§ **Task instructions**
Return all of the records below verbatim.

*** Task input Section Begins ***

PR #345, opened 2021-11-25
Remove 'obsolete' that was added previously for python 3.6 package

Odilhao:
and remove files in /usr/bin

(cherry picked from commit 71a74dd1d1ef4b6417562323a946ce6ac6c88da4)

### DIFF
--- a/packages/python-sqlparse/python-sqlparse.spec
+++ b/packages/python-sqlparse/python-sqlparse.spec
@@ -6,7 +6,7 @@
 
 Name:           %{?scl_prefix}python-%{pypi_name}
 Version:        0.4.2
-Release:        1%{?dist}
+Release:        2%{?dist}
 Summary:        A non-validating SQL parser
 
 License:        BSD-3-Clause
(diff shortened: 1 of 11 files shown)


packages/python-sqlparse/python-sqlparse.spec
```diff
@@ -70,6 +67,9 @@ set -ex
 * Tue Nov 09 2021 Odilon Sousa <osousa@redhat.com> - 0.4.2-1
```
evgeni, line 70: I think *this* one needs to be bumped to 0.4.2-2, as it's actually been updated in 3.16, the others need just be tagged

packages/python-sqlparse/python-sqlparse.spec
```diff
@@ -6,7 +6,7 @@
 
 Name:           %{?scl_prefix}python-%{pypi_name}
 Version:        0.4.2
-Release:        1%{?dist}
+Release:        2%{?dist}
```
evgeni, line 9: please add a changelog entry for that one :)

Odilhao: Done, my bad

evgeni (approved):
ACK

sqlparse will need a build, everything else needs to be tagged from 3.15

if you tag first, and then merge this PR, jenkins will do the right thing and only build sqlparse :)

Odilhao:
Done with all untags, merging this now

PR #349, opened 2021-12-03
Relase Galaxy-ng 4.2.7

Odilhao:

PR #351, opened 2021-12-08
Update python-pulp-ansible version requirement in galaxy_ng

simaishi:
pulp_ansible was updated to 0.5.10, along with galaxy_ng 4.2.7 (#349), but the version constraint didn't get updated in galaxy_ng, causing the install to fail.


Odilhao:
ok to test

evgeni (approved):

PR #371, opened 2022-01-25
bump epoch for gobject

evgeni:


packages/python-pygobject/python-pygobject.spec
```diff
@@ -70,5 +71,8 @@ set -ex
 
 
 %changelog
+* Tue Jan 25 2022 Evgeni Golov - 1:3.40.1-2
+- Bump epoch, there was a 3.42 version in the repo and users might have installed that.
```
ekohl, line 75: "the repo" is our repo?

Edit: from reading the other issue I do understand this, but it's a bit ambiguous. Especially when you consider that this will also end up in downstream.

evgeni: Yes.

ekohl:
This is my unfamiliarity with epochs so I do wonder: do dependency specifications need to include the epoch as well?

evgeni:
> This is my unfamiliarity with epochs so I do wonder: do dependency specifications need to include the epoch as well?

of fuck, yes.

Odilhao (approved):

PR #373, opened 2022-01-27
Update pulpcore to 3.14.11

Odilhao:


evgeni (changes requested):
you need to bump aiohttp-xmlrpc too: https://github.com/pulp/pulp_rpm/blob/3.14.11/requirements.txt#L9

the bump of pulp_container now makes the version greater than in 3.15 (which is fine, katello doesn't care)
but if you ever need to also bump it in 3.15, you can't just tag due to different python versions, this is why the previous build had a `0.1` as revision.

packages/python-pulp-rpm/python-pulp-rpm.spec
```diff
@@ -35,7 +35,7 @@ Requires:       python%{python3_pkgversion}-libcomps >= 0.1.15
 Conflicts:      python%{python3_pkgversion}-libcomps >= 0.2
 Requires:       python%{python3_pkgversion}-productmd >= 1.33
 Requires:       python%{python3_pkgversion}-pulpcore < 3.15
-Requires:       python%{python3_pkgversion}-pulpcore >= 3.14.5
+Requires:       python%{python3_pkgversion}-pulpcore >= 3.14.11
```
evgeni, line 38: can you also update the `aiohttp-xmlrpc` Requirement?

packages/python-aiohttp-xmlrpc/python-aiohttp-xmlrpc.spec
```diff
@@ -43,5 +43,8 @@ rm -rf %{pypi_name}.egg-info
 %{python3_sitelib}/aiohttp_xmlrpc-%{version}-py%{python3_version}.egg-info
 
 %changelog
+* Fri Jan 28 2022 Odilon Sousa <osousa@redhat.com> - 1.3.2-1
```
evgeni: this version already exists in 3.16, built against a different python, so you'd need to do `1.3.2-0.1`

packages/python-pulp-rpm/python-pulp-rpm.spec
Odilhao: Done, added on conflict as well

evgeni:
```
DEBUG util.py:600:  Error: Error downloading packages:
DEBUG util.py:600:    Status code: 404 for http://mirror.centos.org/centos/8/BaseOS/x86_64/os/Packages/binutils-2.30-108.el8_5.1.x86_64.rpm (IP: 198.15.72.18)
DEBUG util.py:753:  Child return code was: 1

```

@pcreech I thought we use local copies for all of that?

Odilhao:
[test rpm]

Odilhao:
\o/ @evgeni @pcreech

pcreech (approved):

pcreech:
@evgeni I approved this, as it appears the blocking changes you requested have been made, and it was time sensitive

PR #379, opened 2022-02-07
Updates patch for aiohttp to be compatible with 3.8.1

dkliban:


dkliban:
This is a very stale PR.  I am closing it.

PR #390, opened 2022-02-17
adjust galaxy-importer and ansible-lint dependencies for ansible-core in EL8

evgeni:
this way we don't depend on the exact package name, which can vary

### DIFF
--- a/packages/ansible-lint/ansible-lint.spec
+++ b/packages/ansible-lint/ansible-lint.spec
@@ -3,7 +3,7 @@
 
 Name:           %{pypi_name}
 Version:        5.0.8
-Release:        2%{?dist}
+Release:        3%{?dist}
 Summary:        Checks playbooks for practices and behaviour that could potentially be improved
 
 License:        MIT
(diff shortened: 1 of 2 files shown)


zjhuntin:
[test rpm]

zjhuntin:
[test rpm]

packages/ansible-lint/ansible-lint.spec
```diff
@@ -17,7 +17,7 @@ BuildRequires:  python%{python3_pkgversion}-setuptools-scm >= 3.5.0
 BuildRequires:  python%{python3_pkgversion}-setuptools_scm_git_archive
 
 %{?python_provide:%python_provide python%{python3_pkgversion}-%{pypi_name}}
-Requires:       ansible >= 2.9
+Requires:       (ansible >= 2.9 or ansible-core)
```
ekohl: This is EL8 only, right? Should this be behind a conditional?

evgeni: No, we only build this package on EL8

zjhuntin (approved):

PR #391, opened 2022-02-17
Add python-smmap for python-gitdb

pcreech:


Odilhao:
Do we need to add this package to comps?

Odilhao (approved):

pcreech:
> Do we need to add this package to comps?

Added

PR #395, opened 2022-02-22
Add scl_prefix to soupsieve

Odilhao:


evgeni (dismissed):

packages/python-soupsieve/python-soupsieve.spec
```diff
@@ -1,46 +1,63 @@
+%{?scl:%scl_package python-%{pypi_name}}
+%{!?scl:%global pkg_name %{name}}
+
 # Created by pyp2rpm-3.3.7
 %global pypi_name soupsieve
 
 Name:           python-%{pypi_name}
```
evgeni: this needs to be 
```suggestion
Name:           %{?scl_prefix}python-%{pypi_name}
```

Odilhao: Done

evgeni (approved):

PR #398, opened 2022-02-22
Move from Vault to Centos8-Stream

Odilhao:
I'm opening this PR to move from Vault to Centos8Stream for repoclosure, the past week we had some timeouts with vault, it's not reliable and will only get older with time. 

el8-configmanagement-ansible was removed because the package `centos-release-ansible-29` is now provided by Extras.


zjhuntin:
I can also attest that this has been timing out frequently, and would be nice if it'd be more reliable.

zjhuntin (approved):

*** Task input Section Ends ***

§ **Answer box**
PR #345, opened 2021-11-25
Remove 'obsolete' that was added previously for python 3.6 package

Odilhao:
and remove files in /usr/bin

(cherry picked from commit 71a74dd1d1ef4b6417562323a946ce6ac6c88da4)

### DIFF
--- a/packages/python-sqlparse/python-sqlparse.spec
+++ b/packages/python-sqlparse/python-sqlparse.spec
@@ -6,7 +6,7 @@
 
 Name:           %{?scl_prefix}python-%{pypi_name}
 Version:        0.4.2
-Release:        1%{?dist}
+Release:        2%{?dist}
 Summary:        A non-validating SQL parser
 
 License:        BSD-3-Clause
(diff shortened: 1 of 11 files shown)


packages/python-sqlparse/python-sqlparse.spec
```diff
@@ -70,6 +67,9 @@ set -ex
 * Tue Nov 09 2021 Odilon Sousa <osousa@redhat.com> - 0.4.2-1
```
evgeni, line 70: I think *this* one needs to be bumped to 0.4.2-2, as it's actually been updated in 3.16, the others need just be tagged

packages/python-sqlparse/python-sqlparse.spec
```diff
@@ -6,7 +6,7 @@
 
 Name:           %{?scl_prefix}python-%{pypi_name}
 Version:        0.4.2
-Release:        1%{?dist}
+Release:        2%{?dist}
```
evgeni, line 9: please add a changelog entry for that one :)

Odilhao: Done, my bad

evgeni (approved):
ACK

sqlparse will need a build, everything else needs to be tagged from 3.15

if you tag first, and then merge this PR, jenkins will do the right thing and only build sqlparse :)

Odilhao:
Done with all untags, merging this now

PR #349, opened 2021-12-03
Relase Galaxy-ng 4.2.7

Odilhao:

PR #351, opened 2021-12-08
Update python-pulp-ansible version requirement in galaxy_ng

simaishi:
pulp_ansible was updated to 0.5.10, along with galaxy_ng 4.2.7 (#349), but the version constraint didn't get updated in galaxy_ng, causing the install to fail.


Odilhao:
ok to test

evgeni (approved):

PR #371, opened 2022-01-25
bump epoch for gobject

evgeni:


packages/python-pygobject/python-pygobject.spec
```diff
@@ -70,5 +71,8 @@ set -ex
 
 
 %changelog
+* Tue Jan 25 2022 Evgeni Golov - 1:3.40.1-2
+- Bump epoch, there was a 3.42 version in the repo and users might have installed that.
```
ekohl, line 75: "the repo" is our repo?

Edit: from reading the other issue I do understand this, but it's a bit ambiguous. Especially when you consider that this will also end up in downstream.

evgeni: Yes.

ekohl:
This is my unfamiliarity with epochs so I do wonder: do dependency specifications need to include the epoch as well?

evgeni:
> This is my unfamiliarity with epochs so I do wonder: do dependency specifications need to include the epoch as well?

of fuck, yes.

Odilhao (approved):

PR #373, opened 2022-01-27
Update pulpcore to 3.14.11

Odilhao:


evgeni (changes requested):
you need to bump aiohttp-xmlrpc too: https://github.com/pulp/pulp_rpm/blob/3.14.11/requirements.txt#L9

the bump of pulp_container now makes the version greater than in 3.15 (which is fine, katello doesn't care)
but if you ever need to also bump it in 3.15, you can't just tag due to different python versions, this is why the previous build had a `0.1` as revision.

packages/python-pulp-rpm/python-pulp-rpm.spec
```diff
@@ -35,7 +35,7 @@ Requires:       python%{python3_pkgversion}-libcomps >= 0.1.15
 Conflicts:      python%{python3_pkgversion}-libcomps >= 0.2
 Requires:       python%{python3_pkgversion}-productmd >= 1.33
 Requires:       python%{python3_pkgversion}-pulpcore < 3.15
-Requires:       python%{python3_pkgversion}-pulpcore >= 3.14.5
+Requires:       python%{python3_pkgversion}-pulpcore >= 3.14.11
```
evgeni, line 38: can you also update the `aiohttp-xmlrpc` Requirement?

packages/python-aiohttp-xmlrpc/python-aiohttp-xmlrpc.spec
```diff
@@ -43,5 +43,8 @@ rm -rf %{pypi_name}.egg-info
 %{python3_sitelib}/aiohttp_xmlrpc-%{version}-py%{python3_version}.egg-info
 
 %changelog
+* Fri Jan 28 2022 Odilon Sousa <osousa@redhat.com> - 1.3.2-1
```
evgeni: this version already exists in 3.16, built against a different python, so you'd need to do `1.3.2-0.1`

packages/python-pulp-rpm/python-pulp-rpm.spec
Odilhao: Done, added on conflict as well

evgeni:
```
DEBUG util.py:600:  Error: Error downloading packages:
DEBUG util.py:600:    Status code: 404 for http://mirror.centos.org/centos/8/BaseOS/x86_64/os/Packages/binutils-2.30-108.el8_5.1.x86_64.rpm (IP: 198.15.72.18)
DEBUG util.py:753:  Child return code was: 1

```

@pcreech I thought we use local copies for all of that?

Odilhao:
[test rpm]

Odilhao:
\o/ @evgeni @pcreech

pcreech (approved):

pcreech:
@evgeni I approved this, as it appears the blocking changes you requested have been made, and it was time sensitive

PR #379, opened 2022-02-07
Updates patch for aiohttp to be compatible with 3.8.1

dkliban:


dkliban:
This is a very stale PR.  I am closing it.

PR #390, opened 2022-02-17
adjust galaxy-importer and ansible-lint dependencies for ansible-core in EL8

evgeni:
this way we don't depend on the exact package name, which can vary

### DIFF
--- a/packages/ansible-lint/ansible-lint.spec
+++ b/packages/ansible-lint/ansible-lint.spec
@@ -3,7 +3,7 @@
 
 Name:           %{pypi_name}
 Version:        5.0.8
-Release:        2%{?dist}
+Release:        3%{?dist}
 Summary:        Checks playbooks for practices and behaviour that could potentially be improved
 
 License:        MIT
(diff shortened: 1 of 2 files shown)


zjhuntin:
[test rpm]

zjhuntin:
[test rpm]

packages/ansible-lint/ansible-lint.spec
```diff
@@ -17,7 +17,7 @@ BuildRequires:  python%{python3_pkgversion}-setuptools-scm >= 3.5.0
 BuildRequires:  python%{python3_pkgversion}-setuptools_scm_git_archive
 
 %{?python_provide:%python_provide python%{python3_pkgversion}-%{pypi_name}}
-Requires:       ansible >= 2.9
+Requires:       (ansible >= 2.9 or ansible-core)
```
ekohl: This is EL8 only, right? Should this be behind a conditional?

evgeni: No, we only build this package on EL8

zjhuntin (approved):

PR #391, opened 2022-02-17
Add python-smmap for python-gitdb

pcreech:


Odilhao:
Do we need to add this package to comps?

Odilhao (approved):

pcreech:
> Do we need to add this package to comps?

Added

PR #395, opened 2022-02-22
Add scl_prefix to soupsieve

Odilhao:


evgeni (dismissed):

packages/python-soupsieve/python-soupsieve.spec
```diff
@@ -1,46 +1,63 @@
+%{?scl:%scl_package python-%{pypi_name}}
+%{!?scl:%global pkg_name %{name}}
+
 # Created by pyp2rpm-3.3.7
 %global pypi_name soupsieve
 
 Name:           python-%{pypi_name}
```
evgeni: this needs to be 
```suggestion
Name:           %{?scl_prefix}python-%{pypi_name}
```

Odilhao: Done

evgeni (approved):

PR #398, opened 2022-02-22
Move from Vault to Centos8-Stream

Odilhao:
I'm opening this PR to move from Vault to Centos8Stream for repoclosure, the past week we had some timeouts with vault, it's not reliable and will only get older with time. 

el8-configmanagement-ansible was removed because the package `centos-release-ansible-29` is now provided by Extras.


zjhuntin:
I can also attest that this has been timing out frequently, and would be nice if it'd be more reliable.

zjhuntin (approved):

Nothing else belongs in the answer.